This tendency is confirmed by the fact that a similar study made with the set of data in which the O-glycosylation positions were randomized (Figure 4B) resulted in a completely different distribution, with pHGRs more homogeneously scattered along the length of proteins. Figure 4 Distribution of pHGRs along the length of proteins . For each organism, the relative position of the centers of all pHGRs along the length of their respective protein was calculated, as percent distance from the N-terminus. The graph displays the frequency distribution of these pHGR centers in ten groups. A: distribution
obtained with the position of O-glycosylation sites obtained from NetOGlyc. B: distribution obtained when the position Ruxolitinib solubility dmso of the O-glycosylation sites were randomized. C: distribution obtained for the group of B. cinerea secretory enzymes active on polysaccharides, using the
not-randomized O-glycosylation positions. The location of pHGRs towards protein ends can be more clearly seen when only secretory enzymes are considered. This was studied by analyzing a specific set of proteins from B. cinerea predicted IDH cancer to have signal peptide and classified as enzymes active on polysaccharides in the CAZY database [16, 17]. This list of proteins contains 177 members with signal peptide and at least one O-glycosylation site, as predicted by signalP and NetOGlyc, respectively.

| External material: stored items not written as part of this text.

PR #693, opened 2019-02-14
Make page variables no longer cascade into inner files

### LINKED ISSUE #674: Page variables should only be overridden by request
v1.17.2

Context:
`parent.md`:
```html
<variable name="title">Parent page</variable>

Refer the <include src="child.md#summary" />
```
`child.md`:
```html
<variable name="title">Child page</variable>

<span id="summary">
summary of page: {{ title }}
</span>
```

Current: the parent.md renders `Refer the summary of page: Parent page`
Expected: `Refer the summary of page: Child page`

Suggested: override page variables only when specifically requested, as follows:
```html
<variable name="title">Parent page</variable>

<include src="child.md#summary">
  <span id="title">{{ title }}</span>
</include>
```

Rationale: to avoid accidental overriding. We can expect variable names such as `title` to occur multiple times within an include chain. This problem tripped me up several times when doing #668

jamos-tay:

• [X] Bug fix

Fixes #674 

Page variables should not propagate so as to differentiate them from include variables.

Among them, we found 72 enzymes displaying pHGRs (not shown). The distribution of these regions along the length of the respective proteins (Figure 4C) Ketotifen shows clearly a much more marked tendency to be located at the ends, especially at the C-terminus. Discussion We have shown here that the most popular in silico tool to predict O-glycosylation, NetOGlyc, is able to predict O-glycosylation
for fungal proteins, although with less accuracy than for mammalian proteins, and has a fairly good ability to predict regions with a high density of O-glycosylation, better that the mere search for Ser/Thr-rich regions. We have also shown that fungal secretory proteins are rich in regions with a high Ser/Thr content and are frequently predicted to have pHGRs of varying length, averaging 24 residues but going up to 821, that can be found anywhere along the proteins but have a slight tendency to be at either one of the two ends. The coincidence between Ser/Thr-rich regions and pHGRs was studied for a representative number (361) of B. cinerea proteins (not shown), and the results obtained are similar to those shown in Figure 1, 91% of residues within pHGRs also belonged to a Ser/Thr-rich region, while only 25% of residues inside a Ser/Thr rich region were also within an pHGR. Although the abundance of Thr, Ser, and Pro residues has been used before to search for mucin-type regions in mammalian proteins [10], these results and the comparison of predicted vs.